コード例 #1
0
class PseudoLabel:
    """
        Pseudo-label Class
    """
    def __init__(self,
                 image_width=256,
                 image_height=256,
                 train_data_directory="../data/train",
                 validation_data_directory="../data/validation",
                 test_data_directory="../data/test",
                 no_label_data_directory="../data/no_label",
                 batch_size=8,
                 pseudo_label_batch_size=16,
                 epochs=1,
                 class_names=[],
                 architecture="VGG16",
                 image_channels=3,
                 learnin_rate=0.001,
                 save_heights=False,
                 transfer_learning={
                     'use_transfer_learning': False,
                     'fine_tuning': None
                 },
                 optimizer='SGD',
                 metrics_list=['acc'],
                 loss_function='categorical_crossentropy',
                 class_labels=None):
        """
            Pseudo-label class construtor
        """

        # Atributes declarations
        self.image_width = image_width
        self.image_height = image_height
        self.train_data_directory = train_data_directory
        self.validation_data_directory = validation_data_directory
        self.test_data_directory = test_data_directory
        self.no_label_data_directory = no_label_data_directory
        self.batch_size = batch_size
        self.pseudo_label_batch_size = pseudo_label_batch_size
        self.epochs = epochs
        self.class_names = class_names
        self.architecture = architecture
        self.image_channels = image_channels
        self.learning_rate = learnin_rate
        self.use_transfer_learning = transfer_learning.get(
            'use_transfer_learning')
        self.fine_tuning_rate = transfer_learning.get('fine_tuning')
        self.optimizer = optimizer
        self.metrics_list = metrics_list
        self.loss_function = loss_function
        self.model = None
        self.train_generator = None
        self.validation_generator = None
        self.h5_filename = None
        self.class_labels = class_labels

        # Make your model and dataset
        self.make_data_generators()
        self.make_model(architecture=self.architecture,
                        use_transfer_learning=self.use_transfer_learning,
                        fine_tuning_rate=self.fine_tuning_rate,
                        optimizer=self.optimizer,
                        metrics_list=self.metrics_list,
                        loss_function=self.loss_function)

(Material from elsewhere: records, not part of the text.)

PR #1523, opened 2024-06-03
refactor: decode federation events WPB-9523

johnxnguyen:
<table>
<td>
  <a href="https://wearezeta.atlassian.net/browse/WPB-9523" title="WPB-9523" target="_blank">TaskWPB-9523</a>  [iOS] Decode federation events
  </td></table>
  <br />
 

### Issue

Decode federation events:
- federation connection removed
- federation delete

---

### Checklist


WireAPI/Tests/WireAPITests/EventDecoding/EventDataResource.swift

        self.generate_h5_filename() if save_heights else None

    def make_model(self,
                   architecture=None,
                   use_transfer_learning=False,
                   fine_tuning_rate=None,
                   optimizer='SGD',
                   metrics_list=['accuracy'],
                   loss_function='categorical_crossentropy'):
        """
            Create your CNN keras model

            Arguments:
                architecture (str): architecture of model 
        """
        # Validations
        for metric in metrics_list:
            if metric not in LIST_OF_ACCEPTABLES_METRICS:
                raise ValueError("The specified metric \'" + metric +
                                 "\' is not supported")
        if loss_function not in LIST_OF_ACCEPTABLES_LOSS_FUNCTION:
            raise ValueError("The specified loss function \'" + loss_function +
                             "\' is not supported!")
        if optimizer not in LIST_OF_ACCEPTABLES_OPTIMIZERS.keys():
            raise ValueError("The specified optimizer \'" + optimizer +
                             "\' is not supported!")
        if architecture not in LIST_OF_ACCEPTABLES_ARCHITECTURES.keys():
            raise ValueError("The specified architecture \'" + architecture +
                             "\' is not supported!")
        else:
            if use_transfer_learning and not 0 <= fine_tuning_rate <= 100:
                raise ValueError(
                    "The fine tuning rate must be beetween 0 and 100!")
            if use_transfer_learning and fine_tuning_rate == None:
                raise ValueError(
                    "You need to specify a fine tuning rate if you're using transfer learning!"
                )

        # With transfer learning
        if use_transfer_learning:
            self.model = LIST_OF_ACCEPTABLES_ARCHITECTURES.get(architecture)(
                weights="imagenet",
                include_top=False,
                input_shape=(self.image_height, self.image_width,
                             self.image_channels))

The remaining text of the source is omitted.